At the time of discovery, only 10 out of 64 vendors on VirusTotal flagged it, meaning the vast majority of standard detection tools would have missed it entirely.

Users and security teams should take the following steps to protect against notnullOSX and similar threats:

  • Never paste Terminal commands sourced from a browser, a document, or a YouTube video description.
  • Treat any application that requests Full Disk Access during installation as suspicious and verify the developer before granting it.
  • Regularly audit the folder ~/Library/LaunchAgents/ for unfamiliar or unexpected files.

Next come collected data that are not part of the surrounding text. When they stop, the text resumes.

PR #564, opened 2024-07-29
fix non-async overloads early return in `static_map`

srinivasyadav18:
Current implementation of `insert_or_assign` and `insert_or_apply` sync overloads return early and do not synchronize on stream.
This PR removes the early return from the async dispatch.


sleeepyjack (approved):
Ha, nice catch!

PointKernel (approved):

  • Security teams should block and monitor outbound connections to mactest-6b2ab-default-rtdb[.]firebaseio.com and flag Mach-O binaries downloaded from cdn.filestackcontent[.]com.
  • Alert on any process calling xattr -rd com.apple.quarantine from a browser or document context.
  • Check the /tmp directory regularly for short-lived Mach-O files, especially those with names matching patterns like SystemInfoGrab, CryptoWalletsGrab, or ReplaceApp.